Zhang, Ruiping PhDa,*; Li, Lu PhDb; Li, Xinming PhDb; Chu, Yanlin PhDb; Wu, Jihua PhDc; Gao, Yunge PhDa

Section Editor(s): Liu., Yong

doi: 10.1097/MD.0000000000007352
Research Article: Clinical Case Report
Open

Background: Primary cardiac angiosarcoma is rare, but it is the most aggressive type of cardiac malignant tumor. When disease is confirmed it is often late in its stage resulting in a poor prognosis.

Case presentation: We reported a 52-year-old woman who complained of dyspnea for 2 months and dry cough for 10 days. Computed tomography (CT), 18F-fluorodeoxyglucose (18F-FDG), positron emission tomography-computed tomography (PET-CT), and transthoracic echocardiography showed a space-occupying lesion 7 cm × 5 cm × 5 cm in the right atrium. Malignant cells can be seen in pericardial fluid by pericardiocentesis in local hospital, but not be diagnosed definitely. We conducted CT-guided biopsy of the tumor and observed the necrotic tissues. An exploratory thoracotomy was performed and histological examination confirmed angiosarcoma. Unable to be surgical excision due to infiltrating widely, the patients received chemotherapy with docetaxel for 2 cycles and the disease was progressive.

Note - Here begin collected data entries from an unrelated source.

PR #859, opened 2015-01-05
session store options example

snowkeeper:
Updated the session store options examples to include keystone.set. I blindly copied it earlier and even used the object key as my option name.

Fixed the view path in docs.js so server would start.

@weekwood Can you check my copy paste?

### DIFF
--- a/docs/content/en/pages/docs/configuration.jade
+++ b/docs/content/en/pages/docs/configuration.jade
@@ -253,7 +253,8 @@ block content
 						.code-header
 							h4 Example for connect-mongostore
 						pre: code.language-javascript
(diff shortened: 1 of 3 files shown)


weekwood:
@snowkeeper looks good!

JedWatson:
@snowkeeper looks like you've got changes in here that are for Express 4 from the master branch, but this is now 0.2.x which is still on Express 3.

Can you revert your changes to `docs/docs.js`? Then I can merge it.

JedWatson:
You need to `rm -rf node_modules && npm install` when switching branches or things to badly ;)

Issue #868, opened 2015-01-05
Shorthand syntax of createItems does not log errors


webteckie:
@JedWatson this has been an issue forever.  I sent a PR once that logged the errors right in createItems and you tweaked the PR and logged the errors upstream in update.js, which makes sense if it would just work :-)  However, that has never worked for me with the shorthand syntax and any mongoose validation or any other errors as those are not propagated up to update.js since for some strange reason that I can't figure out the callback into createItems logs as undefined.  I've looked at it a couple of times and could never come up with a reason as to why it isn't working.  I will just tell you that I added some logs (prefixed with ***) at the following points with results.  Hopefully that will give you some clue as to what may be going on :-)

   update.js:

	// auto-wrap create scripts for a friendlier shorthand syntax
	if (_.isObject(update.create)) {
		var items = update.create,
			ops = update.options || {};
		update = function(done) {
			keystone.createItems(items, ops, function(err, stats) {
				console.log("***Returned from createItems");
				stats && console.log(stats.message);
				done(err);
			});
		};
	}

   createItems.js (L11):
    function createItems(data, ops, callback) {
	
        console.log("***callback at entry: " + JSON.stringify(callback) );
		
	var keystone = this;

   createItems.js (L294):
	], function(err) {

		console.log("***callback at exit: " + JSON.stringify(callback) );
		
		if (err) {
			return callback && callback(err);
		}

Results:
***callback at entry: undefined
***callback at exit: undefined
***Returned from createItems

Successfully created:
...

webteckie:
Actually the logging I added for the callback above was bogus.  I fixed the issue in updates.js.  See PR for #870.

PR #870, opened 2015-01-07
Log mongoose validation errors generated during createItems

webteckie:
Addresses #868 

Without the changes and if there is a mongoose validation error I get the following:

    ------------------------------------------------
    An error occurred applying updates, bailing on Keystone init.

    Error details:

With the changes and if there is a mongoose validation error I get something like the following, which is a huge help in troubleshooting:

    { [ValidationError: Validation failed]
      message: 'Validation failed',
      name: 'ValidationError',
      errors:
       { startTime:
          { [ValidatorError: Path `startTime` is required.]
            message: 'Path `startTime` is required.',
            name: 'ValidatorError',
            path: 'startTime',
            type: 'required',
            value: undefined } },
      model: 'Event',
      data:
       { name: 'Test Booking 1',
         status: 'pending',
         endTime:
          { _isAMomentObject: true,
            _isUTC: false,
            _pf: [Object],
            _locale: [Object],
            _d: Tue Jan 06 2015 19:09:37 GMT-0500 (Eastern Standard Time) },
         __ref: 'Event_1',
         __doc:
          { endTime: Tue Jan 06 2015 19:09:37 GMT-0500 (Eastern Standard Time),
            name: 'Test Booking 1',
            type: 'none',
            repeat: 'none',
            status: 'pending',
            guests: [],
            allDay: false,
            listName: 'Event',
            _id: 54ac7943a2751ad02b12ed57 } } }

### DIFF
--- a/lib/updates.js
+++ b/lib/updates.js
@@ -71,7 +71,10 @@ exports.apply = function(callback) {
 					update(function(err) {
 						if (err) {
 							console.log(_dashes_ + '\nUpdate ' + file + ' (background mode) failed with error:');
-							console.log(err);
+							console.error(err);
+							if ('stack' in err) {
+								console.trace(err.stack);
+							}
 						} else {
 							console.log(_dashes_ + '\nSuccessfully applied update ' + file + ' (in background).');
 							if (update.__commit__ !== false) {
@@ -84,7 +87,10 @@ exports.apply = function(callback) {
 					update(function(err) {
 						if (err) {
 							console.log(_dashes_ + '\nUpdate ' + file + ' failed with error:');
-							console.log(err);
+							console.error(err);
+							if ('stack' in err) {
+								console.trace(err.stack);
+							}
 							done(err);
 						} else {
 							updateCount++;


webteckie:
Give me a few...the "(_dashes_ + '\nUpdate ' + file + ' failed with error:\n')" line is not logging...hmmm

webteckie:
@JedWatson not sure why the dashes...are not logging.  If I do the following:

						if (err) {
							console.error(_dashes_ + '\nUpdate ' + file + ' failed with error:\n'+err);
							if ('stack' in err) {
								console.trace(err.stack);
							}
							done(err);
						} else {

I get the following, but doesn't have enough details, in which case I prefer the first commit at the expense of not logging the update file name:

    ------------------------------------------------
    Update 0.0.1-allvacationplaces_com failed with error:
    ValidationError: Path `startTime` is required.

I've tried multiple combinations of console.error, console.log, and no combination logs all 3 things (the dashes/update-filename, the error, and the stack).  Any ideas?

JedWatson:
@sebmck can you have a look at this?

sebmck:
`console.trace` doesn't accept any arguments. It just dumps the current call stack. `console.error(err.stack);` should work.

webteckie:
@sebmck according to http://nodejs.org/api/console.html console.trace does accept arguments.   Anyways,  some of the tests that I did dumped the trace correctly.   There's something going on with the logging that happens just before the trace is dumped.   I wonder if this is still a case of node exiting too quickly before the logging is dumped.  I will put a setTimeout to discard that possibility.   I will try again later tomorrow.  I will also try your suggestion in case there's something to that.

sebmck:
@webteckie Ah right, it accepts a `message` argument, still not very relevant. There's no real way the event loop could be empty so I'm skeptical that's the case. It's likely just that mongoose messes with errors and in some scenarios the call stack isn't bound to the error (so only the `message` appears in the `stack`).

JedWatson:
I think this change looks good, I've merged it so we can throw some more cases at it.

PR #876, opened 2015-01-08
Add code style checking to make lint

BerkeleyTrue:


BerkeleyTrue:
@JedWatson added AirBnB presets plus the tab spacing. Let me know if there are any settings that need to change.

Antiangiogenesis-targeted therapy was combined with chemotherapy for 3 months. Unfortunately, the tumor was still in progress. She died of respiratory failure, survived for 10 months.

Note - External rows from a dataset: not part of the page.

PR #879, opened 2015-01-08
makes connect-redis work

gmmeyer:
Connect redis does not work, in any environment that I've tried, with the default options. There is always an error thrown within the interior code of connect-redis itself that propagates through and crashes keystone, at booting.

Here is an example of such a stack trace:
```
/home/greg/site/node_modules/keystone/lib/core/mount.js:197
                                throw e;
                                      ^
TypeError: Cannot read property 'prototype' of undefined
  at module.exports (/home/site/node_modules/connect-redis/lib/connect-redis.js:123:21)
  at [object Object].mount (/home/site/node_modules/keystone/lib/core/mount.js:172:44)
  at [object Object].start (/home/site/node_modules/keystone/lib/core/start.js:235:7)
  at Object.<anonymous> (/home/site/keystone_serve.js:3:13)
  at Module._compile (module.js:456:26)
  at Object.Module._extensions..js (module.js:474:10)
  at Module.load (module.js:356:32)
  at Function.Module._load (module.js:312:12)
  at Function.Module.runMain (module.js:497:10)
  at startup (node.js:119:16)
  at node.js:906:3
```
Tracing it back in keystone leads to this line:
https://github.com/keystonejs/keystone/blob/0.2.x/lib/core/mount.js#L172

Which, then, takes us to this line here:
https://github.com/tj/connect-redis/blob/master/lib/connect-redis.js#L128

The connect redis docs claim that you can use it with express if you install 1.4.7. I have not found this to be the case with keystone, as I get the same exact error when I use 1.4.7 as when I use 1.5.0, and 2.1.0. I do not know why this is the case, but, simply, it is. 

So, I have rewritten the relevant parts of mount.js to fix this.

### DIFF
--- a/lib/core/mount.js
+++ b/lib/core/mount.js
@@ -150,10 +150,8 @@ function mount(mountPath, parentApp, events) {
 			case 'redis':
 				// default session store for using Redis
 				sessionStore = 'connect-redis';
-				// TODO: are there default options that should be applied here?
 				break;
 			case 'connect-redis':
-				// TODO: are there default options that should be applied here?
 				break;
 
 			default:
@@ -168,8 +166,13 @@ function mount(mountPath, parentApp, events) {
 
 		// Initialize the session store
 		try {
-			
-			var SessionStore = require(sessionStore)(express);
+      var SessionStore = {};
+			if (sessionStore === 'connect-redis') {
+				var expressSession = require('express-session');
+				SessionStore = require(sessionStore)(expressSession);
+			} else {
+				SessionStore = require(sessionStore)(express);
+			}
 			
 			if (waitForSessionStore) {
 				sessionStorePromise = new P(function(resolve) {
@@ -183,9 +186,16 @@ function mount(mountPath, parentApp, events) {
 			
 			if (e.code === 'MODULE_NOT_FOUND') {
 				
-				// connect-redis must be explicitly installed @1.4.7, so we special-case it here
-				var installName = (sessionStore === 'connect-redis') ? sessionStore + '@1.4.7' : sessionStore;
-				
+				// connect-redis must be installed, as well as express-session,
+				// with keystone having access to it,
+				// so we special-case it here.
+        var installName = '';
+				if (sessionStore === 'connect-redis') {
+					installName = sessionStore + '@2.1.0 express-session@1.10.0';
+				} else {
+					installName = sessionStore;
+				}
+        
 				console.error(
 					'\nERROR: ' + sessionStore + ' not found.\n' +
 					'\nPlease install ' + sessionStore + ' from npm to use it as a `session store` option.' +
--- a/lib/core/mount.js
+++ b/lib/core/mount.js
@@ -166,7 +166,7 @@ function mount(mountPath, parentApp, events) {
 
 		// Initialize the session store
 		try {
-      var SessionStore = {};
+			var SessionStore = {};
 			if (sessionStore === 'connect-redis') {
 				var expressSession = require('express-session');
 				SessionStore = require(sessionStore)(expressSession);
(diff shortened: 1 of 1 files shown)


lib/core/mount.js
```diff
@@ -146,10 +146,11 @@ function mount(mountPath, parentApp, events) {
...
 				}
 				break;
-			
+
 			case 'redis':
 				// default session store for using Redis
-				sessionStore = 'connect-redis';
+			  sessionStore = 'connect-redis';
+
 				// TODO: are there default options that should be applied here?
```
morenoh149: could you look into whether or not we should pass default options here? if not please also remove both TODOs

lib/core/mount.js
```diff
@@ -168,9 +169,13 @@ function mount(mountPath, parentApp, events) {
 
 		// Initialize the session store
 		try {
-			
-			var SessionStore = require(sessionStore)(express);
-			
+      if(sessionStore === 'connect-redis') {
+				expressSession = require('express-session');
```
morenoh149: `express-session` is available above on https://github.com/keystonejs/keystone/blob/master/lib/core/mount.js#L57

gmmeyer: Ah, so it is. I'll modify it to change that, thank you!

gmmeyer: It's available in master, but not in the 2.x branch. Are you building future 2.x versions from the 2.x branch or from master?

morenoh149: future 2.x versions are being built in the 2.x branch I believe @JedWatson

gmmeyer: Ah, they're being built from the branch. Okay, I was editing 2.x to make it available in 2.x. I can also port my changes over to the master branch, is there an established process for doing this? Or, do I just port them there by hand?

gmmeyer: Yea, the change has already been made to master.

gmmeyer: There aren't really any defaults you'd wanna use. I guess we could put localhost and the port that redis uses by default (which I don't remember) in there. But in production you're going to have to set all of these with environment variables, regardless, so setting defaults would only affect developers on their local machine. And, that seems like the worst thing to do.

gmmeyer: I can go to the master branch and delete the todos, if you'd like.

sebmck: Noone's allowed to touch master except via pull request.

gmmeyer: Yes, I meant that I could submit a pr. Sorry if that was unclear.

morenoh149:
so connect-redis works on master and 0.2.x? if any aren't you could work on that. If you remove the todos and fixup the trailing whitespace that'd be a net win.

gmmeyer:
Well, I can't promise it works on master. I haven't written or tested the relevant code, but it works on 0.2.x. :)

I'm sorry, I don't understand what you mean when you say if any aren't, if any what?

Also, I have removed the todos.

morenoh149:
either. If master isn't working fix it. If 0.2.0 isn't working fix it.

gmmeyer:
I'll let you know host master works.

JedWatson:
@gmmeyer your editor seems to have mangled the Whitespace (see the "Files changed" tab)

Would you mind resubmitting with preserved whitespace so I can merge this?

gmmeyer:
Oops, sorry. I will fix that.

gmmeyer:
It now has the appropriate whitespace.

lib/core/mount.js
```diff
@@ -168,8 +166,13 @@ function mount(mountPath, parentApp, events) {
 
 		// Initialize the session store
 		try {
-			
-			var SessionStore = require(sessionStore)(express);
+      var SessionStore = {};
```
JedWatson: still spaces for indentation here

gmmeyer:
fixed, I must have added those after I ran tabify.

JedWatson:
Thanks @gmmeyer!

gmmeyer:
:smile:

Conclusion: It is difficult to diagnose the primary cardiac angiosarcoma in early stage. Chemotherapy and target therapy are very limited in this case. Surgery remains the preferred treatment for patients with primary cardiac angiosarcoma. More efforts should be carried out on the effective diagnosis and multimodality treatment for this malignant disease.

aDepartment of Oncology

bDepartment of Thoracic Surgery

cDepartment of Pathology, the 306th Hospital of PLA, Beijing, China.

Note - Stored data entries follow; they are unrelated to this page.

PR #884, opened 2015-01-10
Fix many jscs warnings

morenoh149:
This is a big one. Here I reworded all `yoda conditionals`, trailing whitespace and random other things. The test suite is not complaining and I tried my best to make only changes that I think wont cause any breakage to keystone deployments. Down 627 warnings to 145.

### DIFF
--- a/lib/asyncdi.js
+++ b/lib/asyncdi.js
@@ -9,10 +9,9 @@ var _ = require('underscore'),
 // Thanks to Angular for the regex
 var FN_ARGS = /^function\s*[^\(]*\(\s*([^\)]*)\)/m;
 
-
 /**
  * Calling the module directly returns a new Wrapper instance
- * 
+ *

Correspondence: Ruiping Zhang, Department of Oncology, the 306th Hospital of PLA, Beijing 100101, China (e-mail: siiowed@126.com).

Abbreviations: 18F-FDG = 18F-fluorodeoxyglucose, CT = computed tomography, MRI = magnetic resonance imaging, NSE = neuron-specific enolase, PET-CT = positron emission tomography-computed tomography.

The authors have no conflicts of interest to disclose.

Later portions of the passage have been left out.